Martin Mc Guinness was a potent player in the conflict. But whatever any of us think of him and what he did – and we all own our own perceptions and memories, he played a greater part in concluding the conflict than he did in starting it. Each one of us, whether we identify as British, Irish or neither has a responsibility on how we manage our perceptions of people like Mc Guinness and, more generally, “the other”, difficult as that might be.
I have no idea what precisely moved and motivated Martin Mc Guinness to so meticulously help break the cycle of violence. Whatever it was, it is likely that his role going forward from when I met him in Brussels will be the more prominent part of his legacy.
As stated, pain and anger are still plainly palatable and that needs to be acknowledged and dealt with by politicians and other contemporary players. This certainly requires more sensitivity and subtlety. Spectaculars, even of the political or rhetorical kind no, I don’t think so.
Calls for border polls, ostentatious commemorations and rigid adherence to dogma like abstention do not help. If “tremendous progress,” to paraphrase Mc Guinness, is to be made, everyone with any responsibility, from both our two main traditions, will have to try to emulate the Bogside man’s incredible capacity for meticulous choreography and outreach.
Martin Mc Guinness evolved into a consummate and effective politician. His remarkable relationship with Ian Paisley was gold standard reconciliation. Shaking hands with Queen Elizabeth II, reached out to unionism in a very vivid way, that they have largely failed to acknowledge. It was a monumental concession for an Irish Republican to make. The Queen reciprocated appropriately. They seemed to have had a warm and natural rapport?
Martin Mc Guinness’ funeral was a popular spectacle and a showcase of the great and good. Former United States President, Bill Clinton, delivered an eloquent eulogy. Arlene Foster’s attendance was poignant, as was Michele O Neill awkwardly stretching back over peopled pews to shake hands.
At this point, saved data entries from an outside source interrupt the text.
PR #2713, opened 2024-04-03
refactor(consensus): remove redundant code in `State#defaultDoPrevote`

raulk:
This condition is already covered in the previous conditional block.

#### PR checklist

(Not applicable)

- [ ] ~Tests written/updated~
- [ ] ~Changelog entry added in `.changelog` (we use [unclog](https://github.com/informalsystems/unclog) to manage our changelog)~
- [ ] ~Updated relevant documentation (`docs/` or `spec/`) and code comments~


cason:
Hey, thank you for pointing this out.

I couldn't really find where this double check was introduced, probably at merging time.

Regarding the solution, I would go for separating the two conditions of the first if in two different ifs, so that we have more precise log messages.

melekes (approved):
Thanks @raulk ❤️

Issue #779, opened 2023-05-01
spec: Clearly document the ordering within `VoteInfo` and `ExtendedVoteInfo`


adizere:
### Summary

It would be useful if the spec for ABCI 2.0 documented the expected ordering of elements within fields `VoteInfo` and `ExtendedVoteInfo` in all the methods where these fields appear. Application developers might expects that these elements are ordered deterministically by validator power; if so, the docs should capture it, and if not, we should also state it.

### Problem Definition

Developers who are integrating v0.38 can be confused about the guarantees on the ordering of elements within `VoteInfo` and `ExtendedVoteInfo`. There are three ABCI methods concerned here:
-  [`RequestPrepareProposal`](https://github.com/cometbft/cometbft/blob/v0.38.x/abci/types/types.pb.go#L1097) and
-  [`RequestProcessProposal`](https://github.com/cometbft/cometbft/blob/v0.38.x/abci/types/types.pb.go#L1197) and 
-  [`RequestFinalizeBlock`](https://github.com/cometbft/cometbft/blob/v0.38.x/abci/types/types.pb.go#L1425).

### Proposal

The method `ValidatorSet.Validators` already handles ordering:

https://github.com/cometbft/cometbft/blob/2a0c1e6c6acf00269810adce6cb0355eea787334/types/validator_set.go#L38-L53

This method is used by [`buildExtendedCommitInfo`](https://github.com/cometbft/cometbft/blob/v0.38.x/state/execution.go#L446) and [`buildLastCommitInfo`](https://github.com/cometbft/cometbft/blob/v0.38.x/state/execution.go#L396), used in the three ABCI methods described above.

Acceptance criteria:

- [x] double-check that the above is accurate
- [ ] extend the specification for the three ABCI methods concerned to document the ordering guarantees

H/t Marko B. for noticing this underspecified part of the spec!

PR #2715, opened 2024-04-03
spec: Add additional information about validator ordering (total power) 

andynog:
close: #779 

This PR adds additional information on `ExtendedCommitInfo` and `CommitInfo` data types about the validator set ordering (total power) guarantees.

#### PR checklist

- [ ] Tests written/updated


adizere (approved):
LGTM, thanks for the swift turnover Andy!

Should we backport this into 0.38 and v1 branches ?

andynog:
Thanks @adizere, I think we should backport at least to `v1`. For `v0.38.x` since it's a spec and we might have many things in v1 that is not part of v0.38 that I feel it would be better just to do a separate PR for v0.38 (which would be faster too).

The applause Foster received in Derry’s Long Tower Church, despite the political stalemate not long under way then, showed that the space and opportunity for a deal was in the “Londonderry” air that day.
The recent Sinn Fein – DUP draft deal, so meticulously documented by Eammon Mallie and Brian Rowan on this website, could well prove to be the high water-mark of that “space and opportunity.” Brussels, where I met Mc Guinness, is where the centre of gravity between London and Dublin will be played out in the coming months. Belfast has been eclipsed and has missed a trick, as history will probably prove.
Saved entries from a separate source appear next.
PR #4367, opened 2024-10-30
fix(store): `BenchmarkLoadValidators` no longer panics

alesforz:
### Context
The `BenchmarkLoadValidators` benchmark in the `state` package panics because it can't find the validators' information for the specified heights. The issue is caused by a missing `DBKeyLayout` in the test database configuration, which leads to the `LoadValidators` call failing.

### This Changes
- the benchmark now creates a new state `Store` by explicitly specifying the `DBKeyLayout` in the `StoreOptions`. 
- `store` constructor checks if `DBKeyLayout` is set; if not, it sets it to a default value.

---

#### PR checklist

- [x] Tests written/updated
- ~[] Updated relevant documentation (`docs/` or `spec/`) and code comments~

### DIFF
--- a/state/store.go
+++ b/state/store.go
@@ -237,10 +237,18 @@ func NewStore(db dbm.DB, options StoreOptions) Store {
 		StoreOptions: options,
 	}
 
+	if options.DBKeyLayout == "" {
+		options.DBKeyLayout = "v1"
+	}
+
 	dbKeyLayoutVersion := setDBKeyLayout(&store, options.DBKeyLayout)
 
 	if options.Logger != nil {
-		options.Logger.Info("State store key layout version ", "version", "v"+dbKeyLayoutVersion)
+		options.Logger.Info(
+			"State store key layout version ",
+			"version",
+			"v"+dbKeyLayoutVersion,
+		)
 	}
 
 	return store
--- a/state/store_test.go
+++ b/state/store_test.go
@@ -66,12 +66,17 @@ func BenchmarkLoadValidators(b *testing.B) {
 
 	config := test.ResetTestRoot("state_")
 	defer os.RemoveAll(config.RootDir)
+
 	dbType := dbm.BackendType(config.DBBackend)
+
 	stateDB, err := dbm.NewDB("state", dbType, config.DBDir())
 	require.NoError(b, err)
+
 	stateStore := sm.NewStore(stateDB, sm.StoreOptions{
 		DiscardABCIResponses: false,
+		DBKeyLayout:          "v2",
 	})
+
 	state, err := stateStore.LoadFromDBOrGenesisFile(config.GenesisFile())
 	if err != nil {
 		b.Fatal(err)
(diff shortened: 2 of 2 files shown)


.changelog/unreleased/bug-fixes/4367-fix-bench-load-validators.md
```diff
@@ -0,0 +1,2 @@
+- BenchmarkLoadValidators no longer panics
```
melekes, line 1: don't think we need a changelog for this

melekes (approved):

.changelog/unreleased/bug-fixes/4367-fix-bench-load-validators.md
alesforz: should I delete it then?

melekes: I'd consider this changelog user-facing (for devs using Comet and ops). We don't need it because Git stores all the history for us.

melekes: > should I delete it?

yes please

jmalicevic:
Great catch Alessandro. But I think the change should actually be in the constructor of the state store. This was an oversight on my part but the constructor should check whether the DBKeyLayout is nil and set it to the default. 

Like in the block store here: https://github.com/cometbft/cometbft/blob/fad150950f1b6095b89e140e1286de027fe9778f/store/store.go#L141

alesforz:
> Great catch Alessandro. But I think the change should actually be in the constructor of the state store. This was an oversight on my part but the constructor should check whether the DBKeyLayout is nil and set it to the default.
> 

Ah, thank you! 😄 I will add this check in the constructor.
I will keep the change to explicitly set `DBKeyLayout` to `"v2"` in the test, because a [few lines below it calls](https://github.com/cometbft/cometbft/blob/3298a3578569e812f07c01e4b5a6f06d0f2509af/state/store_test.go#L97) `SaveValidatorInfo` with `"v2"`, which I suppose isn't the default value.

andynog (approved):
I can confirm that running on `main` the benchmark test fails and with this PR it works. Lgtm.

andynog:
the go benchmark was still failing even after with this, I think there might be some resource constraints when running the tests and it might be timing out, so I just pushed some small changes to the Workflow to increase the timeout value and the CPU to see if it passes.

andynog:
So, in my previous commit, I've increased the timeout and instead of failing after 15min, it took [almost 1 hour and 10 minutes](https://github.com/cometbft/cometbft/actions/runs/11599584795/job/32298049761) to finish the tests but at least they completed. But the workflow still failed because could not find the `base.json`. 

I've made some additional modifications to the workflow to download the `base.json` (assuming it will be uploaded by the `gobenchdata-base.yml` workflow that I've triggered manually). I've also added some information about output `ulimit` and change the one related to files to see if it helps the test to run faster.

melekes (approved):

.github/workflows/gobenchdata-base.yml
```diff
@@ -23,7 +23,7 @@ jobs:
 
       - run: go install go.bobheadxi.dev/gobenchdata@v1.3.1
 
-      - run: go test -bench . -benchmem ./... | gobenchdata --json base.json
+      - run: go test -timeout 90m -cpu $(nproc) -bench . -benchmem ./... | gobenchdata --json base.json
```
jmalicevic, line 26: I don't think this should be part of this PR though.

The graveside contrasted starkly with the church. Gerry Adams TD, the long, looming giant of Irish Republicanism, spearheaded ritual at the grave. On either side of him were the leading ladies of Republicanism: Michele O Neill and Mary Lou Mc Donald. Mc Donald, who seemed less comfortable with the ritual, nonetheless, through her demeanour, cut the presidential figure that she has been groomed to become.
Like Mc Guinness she is a consummate politician, without which republicanism would be in trouble. She shifts the Sinn Fein focus to the South. She has her work cut out in a party with huge baggage. She is something of an enigma, has gravitas and guile. Will it be enough? If so, she could be destined for a truly epic future.
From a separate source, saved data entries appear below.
Issue #3519, opened 2024-07-15
p2p: intervals when re-dialing persistent peers are not as expected


cason:
The method used for dialing addresses configured as persistent peers is the following:

https://github.com/cometbft/cometbft/blob/b47d18ea417ad0873c2adf78b491d785d1012dc2/p2p/switch.go#L391-L438

According with the comments in the code, and some of our documentation, the total duration of re-connection attempts should be around 1 day:

https://github.com/cometbft/cometbft/blob/b47d18ea417ad0873c2adf78b491d785d1012dc2/p2p/switch.go#L23-L31

But, from this snap of the code, derived from the previous one, the total interval between the configured attempts (30) is actually around `8h14m`: https://go.dev/play/p/JWfU6lerps5.

Namely, the expected behavior does not match the implemented behavior.

PR #4377, opened 2024-10-31
fix(p2p): adjust backoff seconds to increase reconnect retries close to 24 hours

andynog:
close: #3519 

Adjust `reconnectBackOffBaseSeconds` to increase reconnect retries to up 1 day (~24 hours).

The new value can be validated here: https://go.dev/play/p/k8F5rS-i24p, which will show that the total time is increased to almost 24 hours. 

Initial reconnecting time: 2m8.493s
Total reconnecting time. : 23h55m56.249s

The `reconnectBackOffBaseSeconds` is increased by a bit over 10% (from 3.0 to 3.4 seconds) so this would not affect reconnection retries too much.

#### PR checklist


melekes (approved):
👍

cason:
Hum, I think the problem is not on the base of the backoff, but the fact that the second loop starts from `0`:

https://go.dev/play/p/mm3Hb13m5Cs

p2p/switch.go
```diff
@@ -387,7 +387,8 @@ func (sw *Switch) stopAndRemovePeer(p Peer, reason any) {
 }
 
 // reconnectToPeer tries to reconnect to the addr, first repeatedly
-// with a fixed interval, then with exponential backoff.
+// with a fixed interval (approximately 2 minutes), then with
+// exponential backoff (approximately close to 24 hours).
```
cason, line 391: The problem here for me is the second four (lines 424/426) starts from 0. Anything with power 0 == 1.

cason (changes requested):
Thank you for addressing this, but I think the solution goes in another direction (see my comments).

andynog:
Thanks @cason, I've made the suggested changes.

p2p/switch.go
```diff
@@ -423,7 +425,7 @@ func (sw *Switch) reconnectToPeer(addr *na.NetAddr) {
 
 	sw.Logger.Error("Failed to reconnect to peer. Beginning exponential backoff",
 		"addr", addr, "elapsed", time.Since(start))
-	for i := 0; i < reconnectBackOffAttempts; i++ {
+	for i := 1; i < reconnectBackOffAttempts; i++ {
```
cason, line 428:
```suggestion
	for i := 1; i <= reconnectBackOffAttempts; i++ {
```

cason: Otherwise it takes 8h.

cason (approved):
Thank for this. There is a `<` that must become `<=`.

andynog:
Thanks @cason, should we also back port this to `v0.38.x` and `v0.37.x` seems the logic is the same.

cason:
> should we also back port this to v0.38.x and v0.37.x seems the logic is the same.

I think we should.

The next five years are going to be crucial and testing for both parts of Ireland, Britain and Europe. If sport provides a fitting political metaphor, rugby provided Ulster and Ireland with a glimmer of hope on a cold St Patrick’s Day in Twickenham. If he had still been alive Martin Mc Guinness, apparently a keen cricket fan would have been at the match and worked it like a meeting-room in a now demolished, atmospheric, old Brussels hotel.